## Exercise directions
Copy exactly, please, each line of the data below until the line that contains "1.liqo gateway wireguard" has been copied, beginning at the top.

---+---

PR #3157, opened 2025-11-28
fix: reuse existing client endpoint when configuring server interface

### LINKED ISSUE #3090: the connection beween k8s cluster reconnect every about 10 hours
### Is there an existing issue for this?

- [x] I have searched the existing issues

### Version

1.0.1

### What happened?

1.liqo gateway wireguard pod Reconcile every about 10 hours even nothing change. https://github.com/liqotech/liqo/blob/525e6eff35d816210b524864ec452ac0f79e4b66/pkg/gateway/tunnel/wireguard/publickeys_controller.go#L66
2.In gateway client (wireguard client) reconfigure won't close udp tunnel. https://github.com/liqotech/liqo/blob/525e6eff35d816210b524864ec452ac0f79e4b66/pkg/gateway/tunnel/wireguard/publickeys_controller.go#L82
3.But in gateway server  (wireguard server ) reconfigure will close udp tunnel. Thus will influence cross k8s network.

### Relevant log output

```shell

```

### How can we reproduce the issue?

1. use flow test-short.sh script to test network between k8s cluster.
```
#!/bin/bash
#  test-short.sh
#  ./test-short.sh target

TARGET_URL=${1}
LOG_FILE="short_conn.csv"
LOG_FILE_ERROR="short_conn_error.csv"

echo "timestamp,http_code,response_time,error" > $LOG_FILE

while true; do
    TIMESTAMP=$(date +"%Y-%m-%d %H:%M:%S")
    
    OUTPUT=$(curl -o /dev/null -s -w "%{http_code},%{time_total}" \
              --connect-timeout 3 -m 3 "$TARGET_URL" 2>&1)
    
    if [ $? -eq 0 ]; then
        echo "$TIMESTAMP,$OUTPUT," >> $LOG_FILE
    else
        ERROR=$(echo $OUTPUT | cut -d ' ' -f 1-3 | tr ',' ' ')
        echo "$TIMESTAMP,,,$ERROR" >> $LOG_FILE_ERROR
    fi
    
    sleep 1
done
```

### Provider or distribution

Rancher

### CNI version

flannel v1.4.1-rancher1

### Kernel Version

6.1.0-32

### Kubernetes Version

1.30

### Code of Conduct

xDev789:
Reuse existing client endpoint when configuring server interface.

# Description

Wireguard container now preserves peer's endpoint when configuring the server interface, which allows for uninterrupted connectivity in an event of PublicKey resource reconciliation.

Fixes #3090

# How Has This Been Tested?

- [x] make unit
- [X] liqoctl install on Kind clusters


cheina97 (dismissed):

cheina97:
Hi @xDev789, I've checked your PR and something is not clear to me. You are forcing the wg interface to use always the same peer's endpoint, but what happens if it changes? I tested it with cilium and I've noticed that this field is populated with an IP which is the one assigned to the `cilium_host@cilium_net` interface on the node. What happens if the gateway is rescheduled on another node? How you tested this PR?

cheina97:
I tried to move pods from one node to another, keeping the wrong IP in the server, and it seems that everything is working. It seems that the peer's endpoint is set in server mode but it's balue is ignored. I need to take some additional tests

xDev789:
Hi @cheina97! Thank you for reviewing my PR. You are right to be sceptical about reusing the same peer endpoint but it is only being explicitly set when configureDevice function gets called (i.e. when PublicKey custom resource gets reconciled). In case the peer endpoint changes, wireguard will update the endpoint due to its automatic peer discovery. It is the same mechanism Liqo currently relies on, except without this PR, reconciling PublicKey CR results in connection interruption because discovered peer endpoint gets erased. As for the testing part, I've tested it on two Kind clusters with two nodes each and it worked as expected. We also use the stable version of Liqo with these patches applied to establish tunnels between the control and worker clusters.

cheina97:
> Hi @cheina97! Thank you for reviewing my PR. You are right to be sceptical about reusing the same peer endpoint but it is only being explicitly set when configureDevice function gets called (i.e. when PublicKey custom resource gets reconciled). In case the peer endpoint changes, wireguard will update the endpoint due to its automatic peer discovery. It is the same mechanism Liqo currently relies on, except without this PR, reconciling PublicKey CR results in connection interruption because discovered peer endpoint gets erased. As for the testing part, I've tested it on two Kind clusters with two nodes each and it worked as expected. We also use the stable version of Liqo with these patches applied to establish tunnels between the control and worker clusters.

I've tried and it seems that wireguard was not able to reconfigure automatically the IP since it is set forcefully by the controller. Instead, without explicit setup, that IP is updated correctly. I'm not against this change, but I would prefer to wait a little bit and test it properly.

Can you share all the scenarios you have tried? I would like to know what provider have you tried and which CNI were you using (also with Kind clusters)

xDev789:
> I've tried and it seems that wireguard was not able to reconfigure automatically the IP since it is set forcefully by the controller. Instead, without explicit setup, that IP is updated correctly. I'm not against this change, but I would prefer to wait a little bit and test it properly.
> 
> Can you share all the scenarios you have tried? I would like to know what provider have you tried and which CNI were you using (also with Kind clusters)

I totally agree with you, I strongly believe in shipping quality product and I'm not trying to rush this change either. We use RKE2 with Cilium in Kube-Proxy replacement mode for both server and client clusters. With Kind clusters, I also used Cilium. I've tried rescheduling the gateway client pod on another node. I've also tried the HA scenario when another pod obtains the lease and becomes the active gateway. Both scenarios resulted in connection being reestablished as expected. Could you share more details on the problematic case? You said it worked initially but some other tests helped you spot an issue.

cheina97:
> > I've tried and it seems that wireguard was not able to reconfigure automatically the IP since it is set forcefully by the controller. Instead, without explicit setup, that IP is updated correctly. I'm not against this change, but I would prefer to wait a little bit and test it properly.
> > Can you share all the scenarios you have tried? I would like to know what provider have you tried and which CNI were you using (also with Kind clusters)
> 
> I totally agree with you, I strongly believe in shipping quality product and I'm not trying to rush this change either. We use RKE2 with Cilium in Kube-Proxy replacement mode for both server and client clusters. With Kind clusters, I also used Cilium. I've tried rescheduling the gateway client pod on another node. I've also tried the HA scenario when another pod obtains the lease and becomes the active gateway. Both scenarios resulted in connection being reestablished as expected. Could you share more details on the problematic case? You said it worked initially but some other tests helped you spot an issue.

Thanks for your help, we just need to test it properly with other CNIs. I just need some time to test it and to process

cheina97:
Hi @xDev789 , sorry for the delay! We chatted with the other maintainers about this feature, and we’re leaning towards keeping it under a feature flag for now. Would you mind adding an if statement around your feature and including a flag in the helm chart to enable or disable it?

xDev789:
Hi, @cheina97, apologies for the delay. I've wrapped the feature in a feature flag as per your request.

fra98 (approved):

fra98:
@xDev789 thanks for your contribution. We are running extensive tests on most CNIs and if all pass we were thinking to **always** enable the feature on Helm value. We have a dedicated [PR](https://github.com/liqotech/liqo/pull/3302) for this, which also includes other smaller fixes:
- distinguish between device not found error and generic error
- avoid mutating status to `Connecting` at every reconcile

---+---

## Answer for the task
PR #3157, opened 2025-11-28
fix: reuse existing client endpoint when configuring server interface

### LINKED ISSUE #3090: the connection beween k8s cluster reconnect every about 10 hours
### Is there an existing issue for this?

- [x] I have searched the existing issues

### Version

1.0.1

### What happened?

1.liqo gateway wireguard pod Reconcile every about 10 hours even nothing change. https://github.com/liqotech/liqo/blob/525e6eff35d816210b524864ec452ac0f79e4b66/pkg/gateway/tunnel/wireguard/publickeys_controller.go#L66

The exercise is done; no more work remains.